> [What you will do]
Up to and including the line that contains "1. to show the", reproduce every line exactly, beginning with the first line below.
*** Task data ***
PR #6418, opened 2025-10-06
Billing/pm 25379/clean up org metadata usage

kdenney:
## 🎟️ Tracking

https://bitwarden.atlassian.net/browse/PM-25379

## 📔 Objective

This work was a refactor, so no functional or visual changes should be present. Note: these changes are only applied with the feature flag `pm-25379-use-new-organization-metadata-structure`

Here’s a list of changes made for this issue.

1. All properties that were not being used anywhere in clients were removed from the models.
1. The cloud-hosted organization subscription page:
    1.  This page used to look at the organization metadata (provided by the server API) to determine if it should show the self hosting section. The property checked was `isEligibleForSelfHost`. This was updated to instead simply check that the org’s plan tier is either families or enterprise and the matching property was removed from the metadata models. (This is equivalent to the logic used by the server API before, but does not require any additional data to be fetched.)
    1. This page also used `isManaged` in org metadata to switch between two variations of UI for the “manage subscription” section. This was updated to instead use `hasBillableProvider` which the client already has access to on the org object and the property was removed from the metadata models. The UI switches:
        1. When the org is managed by a consolidated billing MSP.
        1. When the org is not managed by a consolidated billing MSP.
1. The organization members page uses organization metadata fetched from the API in the following cases:
    1. `isOnSecretsManagerStandalone` is used to force the secrets manager access checkbox when inviting a new member or editing an existing member.
    1. `occupiedSeatCount` is used in the following cases:
        1. to restrict inviting additional members if the seat limit is reached
        1. to show the remaining seats on the invite dialog

This PR is of course the server-side changes. It includes the new feature flag, removing of unused properties, refactoring the `GetMetadata` function into a new query class, and a new vnext endpoint to use that query.

## ⏰ Reminders before review

- CI builds passed

## 🦮 Reviewer guidelines


src/Api/Billing/Controllers/VNext/OrganizationBillingVNextController.cs
```diff
@@ -113,6 +116,24 @@ public async Task<IResult> RestartSubscriptionAsync(
...
+        [BindNever] Organization organization)
+    {
+        var metadata = await getOrganizationMetadataQuery.Run(organization);
+
+        if (metadata == null)
+        {
+            return TypedResults.NotFound();
+        }
+
+        var response = OrganizationMetadataResponse.From(metadata);
```
amorask-bitwarden: ⛏️ I'm fine with removing this layer of response models when they do nothing but copy the Core models if you want to. Your call.

amorask-bitwarden (approved):

src/Api/Billing/Controllers/VNext/OrganizationBillingVNextController.cs
kdenney: Great suggestion; thanks! Especially now that it's only 2 properties, this class seems very superfluous now 😆 Removed in https://github.com/bitwarden/server/pull/6418/commits/ddbf08472e09930ca5627d2fcb9e72943498f3d7

amorask-bitwarden (dismissed):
***
> [Response to this task]
PR #6418, opened 2025-10-06
Billing/pm 25379/clean up org metadata usage

kdenney:
## 🎟️ Tracking

https://bitwarden.atlassian.net/browse/PM-25379

## 📔 Objective

This work was a refactor, so no functional or visual changes should be present. Note: these changes are only applied with the feature flag `pm-25379-use-new-organization-metadata-structure`

Here’s a list of changes made for this issue.

1. All properties that were not being used anywhere in clients were removed from the models.
1. The cloud-hosted organization subscription page:
    1.  This page used to look at the organization metadata (provided by the server API) to determine if it should show the self hosting section. The property checked was `isEligibleForSelfHost`. This was updated to instead simply check that the org’s plan tier is either families or enterprise and the matching property was removed from the metadata models. (This is equivalent to the logic used by the server API before, but does not require any additional data to be fetched.)
    1. This page also used `isManaged` in org metadata to switch between two variations of UI for the “manage subscription” section. This was updated to instead use `hasBillableProvider` which the client already has access to on the org object and the property was removed from the metadata models. The UI switches:
        1. When the org is managed by a consolidated billing MSP.
        1. When the org is not managed by a consolidated billing MSP.
1. The organization members page uses organization metadata fetched from the API in the following cases:
    1. `isOnSecretsManagerStandalone` is used to force the secrets manager access checkbox when inviting a new member or editing an existing member.
    1. `occupiedSeatCount` is used in the following cases:
        1. to restrict inviting additional members if the seat limit is reached
        1. to show the remaining seats on the invite dialog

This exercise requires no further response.